In [1]:
!conda activate .conda

In [2]:
#!pip3 install numpy pandas matplotlib scikit-learn
#!pip3 install torch torchvision torchaudio --index-url https://download.pytorch.org/whl/cu128

# Cell 1: Import necessary libraries

In [3]:
import torch
import torch.nn as nn
import torch.optim as optim
from torch.utils.data import DataLoader, Dataset
import numpy as np
import pandas as pd
import matplotlib.pyplot as plt
import re
import random
import os
from sklearn.model_selection import train_test_split
from sklearn.metrics import accuracy_score
from collections import Counter


In [4]:
# Check device
device = torch.device("cuda" if torch.cuda.is_available() else "cpu")
print(f"Using device: {device}")


Using device: cuda


# Cell 2: Prepare the dataset

In [5]:
# Load dataset
df = pd.read_csv('Training/MultiLanguageTrainDataset.csv')
assert 'text' in df.columns and 'label' in df.columns, "Dataset must have 'text' and 'label' columns."

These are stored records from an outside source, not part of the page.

PR #1522, opened 2025-11-25
add in ability to parameterize office id on database creation

adamkorynta:
## Problem Description

Fixes https://github.com/opendcs/rest_api/issues/464

Two issues: 
- connection pool cache is keyed without the office id which means the office can't change per user
- no way to parameterize in the office id while also reading from the tsdb_property table

## Solution

- Add office id to pool cache key.
- allow Properties parameterization in Database factory creation

## how you tested the change

Tested via opendcs-rest-api

## Where the following done:

See: https://github.com/opendcs/rest_api/pull/590


java/opendcs/src/main/java/org/opendcs/database/DatabaseService.java
```diff
@@ -67,13 +69,27 @@ public static OpenDcsDatabase getDatabaseFor(String appName, DecodesSettings set
      * @return
      * @throws DatabaseException any error with class initialization or loading of properties
      */
-    public static OpenDcsDatabase getDatabaseFor(javax.sql.DataSource dataSource) throws DatabaseException
+    public static OpenDcsDatabase getDatabaseFor(DataSource dataSource) throws DatabaseException
+    {
+        DecodesSettings settings = decodesSettingsFromJdbc(dataSource, new Properties());
```
MikeNeilson: I'm not sure I see the value of initializing the Properties Object here.

PR #1550, opened 2025-12-10
Task/1545 transaction context

### LINKED ISSUE #1545: Create Context object for OpenDcsDatabase and DataTransaction
DataTransaction, OpenDcsDatabase, various Daos

**Purpose of refactoring**
The DAOs at runtime need access to various information, like "is this query for Postgres" or schema version information to put together various queries. Or the KeyGenerator instance.

Initially The OpenDcsDatabase instance was injected into by Constructor into the new DAO; however, that means that while the DAO is stateless pr transaction, it's not stateless per database instance which it should be (and MUST be for some of the proposed Rest API CWMS office id usages.)

**Proposed method**
Create a "TransactionContext" object that can be provided to the DataTransaction instances so that DAOs can retrieve this information.

**Additional context**
There will be one more DAO that does this wrong, for #1223, this is intentional to allow work to continue. A follow up will correct that and others for more appropriate behavior.

At this time EnumSqlDao is the only other one with the issue.

MikeNeilson:
## Problem Description

Fixes #1545. 

## Solution

1. Cleanup (remove) Injection of the OpenDcsDatabase instance into the DAO (which made them stateful again)
2. Create a `TransactionContext` object that allows retrieving appropriate runtime database/implementation information
3. Apply ServiceAnnotation and usage Lookup classes from Netbeans/OpenIDE to retrieve the 3 DAOs adjusted. (CwmsLocationLevelDao is an additional candidate but I didn't want to deal with that in what is essentially a "demo/initial design PR".

Still need to account for differences in implementations which will likely require some changes to the lookup method or some additional annotations... or understanding of the "path" or other parameters to the `ServiceAnnotation`. We will need to create a `UserManagementDao` implementation for CWMS and we can address that behavior at that time.

## how you tested the change

No functional change. Existing Integration tests apply.

## Where the following done:

### DIFF
--- a/java/opendcs/src/main/java/org/opendcs/database/dai/EquipmentModelDao.java
+++ b/java/opendcs/src/main/java/org/opendcs/database/dai/EquipmentModelDao.java
@@ -34,7 +34,7 @@ public interface EquipmentModelDao extends OpenDcsDao
     /**
      * Retrieve EquipmentModel by name.
      * @param tx Transaction object for the request.
-     * @param name equipment model name name to look for. Comparison will be upper(name) = upper(name in database).
+     * @param name equipment model name name to look for. Comparison will be upper(name) = upper(name) in database.
      * @return Equipment Model if found, otherwise empty.
      */
     Optional<EquipmentModel> getEquipmentModel(DataTransaction tx, String name) throws OpenDcsDataException;
--- a/java/opendcs-api/src/main/java/org/opendcs/database/api/TransactionContext.java
+++ b/java/opendcs-api/src/main/java/org/opendcs/database/api/TransactionContext.java
@@ -8,7 +8,7 @@ public interface TransactionContext
 {
  
     /**
-     * KeyGenerator if auto generated keys aren't used.
+     * KeyGenerator alternative to auto generated keys.
      * @return
      */
     <T extends Generator> Optional<T> getGenerator(Class<T> generatorClass);


java/opendcs/src/main/java/opendcs/dao/EnumSqlDao.java
```diff
@@ -15,64 +15,81 @@
...
 import decodes.sql.DecodesDatabaseVersion;
+import decodes.sql.KeyGenerator;
 import decodes.tsdb.DbIoException;
+import decodes.util.DecodesSettings;
 
 /**
  * Data Access Object for writing/reading DbEnum objects to/from a SQL database
  * @author mmaloney Mike Maloney, Cove Software, LLC
  */
+@ServiceProvider(service = EnumDAI.class, path = "DEFAULT")
```
adamkorynta: "DEFAULT" seems equivalent to a null path, which implies support for XML. Should be typed to the different implementations:
```
@ServiceProviders({
		@ServiceProvider(service = EnumDAI.class, path = "OPENTSDB"),
		@ServiceProvider(service = EnumDAI.class, path = "CWMS"),
		@ServiceProvider(service = EnumDAI.class, path = "HDB"),		
})
```

For a case that we actually want a default fallback, adding the no path makes sense:
```
@ServiceProviders({
		@ServiceProvider(service = EnumDAI.class),
		@ServiceProvider(service = EnumDAI.class, path = "OPENTSDB"),
		@ServiceProvider(service = EnumDAI.class, path = "CWMS"),
		@ServiceProvider(service = EnumDAI.class, path = "HDB"),		
})
```

java/opendcs/src/main/java/org/opendcs/database/dai/EquipmentModelDao.java
```diff
@@ -34,7 +34,7 @@ public interface EquipmentModelDao extends OpenDcsDao
     /**
      * Retrieve EquipmentModel by name.
      * @param tx Transaction object for the request.
-     * @param name equipment model name name to look for. Comparison will be upper(name) = upper(name) in database.
+     * @param name equipment model name name to look for. Comparison will be upper(name) = upper(name in database).
```
ktarbet:
```suggestion
     * @param name equipment model name name to look for. Comparison will be upper(name) = upper(name) in database.
```

PR #170, opened 2016-02-15
Allow all enum34 1.x series

felixonmars:
Tests passed here with enum34 1.1.1 w/Python 2.7.11.


Lukasa:
In a strictly semantically versioned world we should be able to loosen this to any version less than 2. Want to give that a shot?

felixonmars:
I agree. Updated accordingly :)

Lukasa:
Thanks so much!

PR #173, opened 2016-02-16
Hoist PRIORITY handling to connection scope.

### LINKED ISSUE #168: Reconsider PRIORITY frame state machine flow.
Right now hyper-h2 passes PRIORITY frames to the stream state machine. This is an entirely understandable decision: PRIORITY frames technically are stream-specific and so it makes some degree of sense to want to pass them to that state machine.

However, PRIORITY frames don't actually *affect* the stream state machine in any way: they can be received and sent on streams in any state (even CLOSED), they cause no state transitions, and in general don't affect the state of any of the stream-level objects. However, they *do* complicate our stream-level state management because they can inadvertently cause us to resurrect dead streams and generally screw with us.

For this reason, I think we may actually want to hoist the logic for PRIORITY frames *up* one level to treat them as connection-only frames. This weirdly makes somewhat more sense: the connection has a much better understanding of the way the streams are configured, and while PRIORITY frames are stream-scoped they affect connection state.

This also tentatively affects #157, as the change in handling frames on reset streams applies here.

Lukasa:
Resolves #168.

This stops passing PRIORITY frames through the stream-level state machine. Instead, they are handled at the connection-level, without affecting stream state machines. This avoids problems with handling PRIORITY frames, as discussed in #168.

### DIFF
--- a/h2/connection.py
+++ b/h2/connection.py
@@ -19,7 +19,7 @@ from hpack.exceptions import HPACKError
 from .errors import PROTOCOL_ERROR, REFUSED_STREAM
 from .events import (
     WindowUpdated, RemoteSettingsChanged, PingAcknowledged,
-    SettingsAcknowledged, ConnectionTerminated
+    SettingsAcknowledged, ConnectionTerminated, PriorityUpdated
 )
 from .exceptions import (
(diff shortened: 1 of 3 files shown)


Lukasa:
Strictly this requires no notes in the changelog and can safely be backported.

PR #174, opened 2016-02-22
Update test_requirements.txt

felixonmars:
They are really outdated :)


Lukasa:
Thanks for this! It raises some questions about what requires.io is up to, since requires.io is supposed to be making pull requests to keep this up to date.

Regardless, thanks for spotting and improving it. =) :sparkles: :cake: :sparkles:

PR #178, opened 2016-03-08
Fix up example to use newer curio API.

kdart:
Also fix some bugs. Change remote flow control window check with local
one.

Now it doesn't throw an exception. However, it does stall on large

# Clean labels: remove NaN or Inf values
df = df.dropna(subset=['label'])
df = df[np.isfinite(df['label'])]

# Convert labels to float32
df['label'] = df['label'].astype('float32')

# Print label stats
print("Label Stats After Cleaning:")
print(df['label'].describe())
print(f"NaNs: {df['label'].isna().sum()}")
print(f"Infs: {(df['label'] == np.inf).sum()}")

# Simple tokenizer
def tokenize(text):
    text = text.lower()  # Make all text lowercase
    text = re.sub(r"[^a-zA-Z0-9\s]", "", text)  # Remove non-alphanumeric characters
    return text.split()

# Data augmentation placeholder (you may enhance this in the future)
def synonym_replacement(tokens, prob=0.1):
    return [token if random.random() > prob else "<UNK>" for token in tokens]  # Replace with <UNK> with some probability

tokenized_texts = [tokenize(text) for text in df['text']]  # Tokenize each text
augmented_texts = [synonym_replacement(tokens) for tokens in tokenized_texts]  # Augment the data

tokenized_texts += augmented_texts  # Add augmented texts to the tokenized texts
labels = df['label'].tolist()  # Original labels
labels += labels  # Duplicate labels to match the augmented texts

# Enforce labels to be valid floats
labels = [0.0 if (np.isnan(lbl) or np.isinf(lbl)) else lbl for lbl in labels]  # Clean labels

# Build vocab
all_tokens = [token for sublist in tokenized_texts for token in sublist]  # Flatten tokenized texts
vocab = {word: idx+1 for idx, (word, _) in enumerate(Counter(all_tokens).most_common())}  # Create vocabulary
vocab["<PAD>"] = 0  # Add a padding token

import pickle

# Save vocab to a file for later use in inference
with open("vocab.pkl", "wb") as f:
    pickle.dump(vocab, f)

print("✅ Saved vocab to vocab.pkl")

# Find max token id
max_token_id = max([
    max([vocab.get(token, vocab["<PAD>"]) for token in tokens]) if tokens else vocab["<PAD>"]
    for tokens in tokenized_texts
])
print(f"Vocab size: {len(vocab)}")
print(f"Max token id: {max_token_id}")

# Encode texts
def encode(tokens, vocab, max_len):
    tokens = tokens[:max_len]  # Limit token length
    ids = [vocab.get(token, vocab["<PAD>"]) for token in tokens]  # Convert tokens to their respective ids
    ids += [vocab["<PAD>"]] * (max_len - len(ids))  # Pad the sequence to the max length
    return ids

max_len = 100  # Max sequence length
encoded_texts = [encode(tokens, vocab, max_len) for tokens in tokenized_texts]  # Encode all texts

# Train-test split (80-20 split)
X_train, X_val, y_train, y_val = train_test_split(encoded_texts, labels, test_size=0.2, random_state=42)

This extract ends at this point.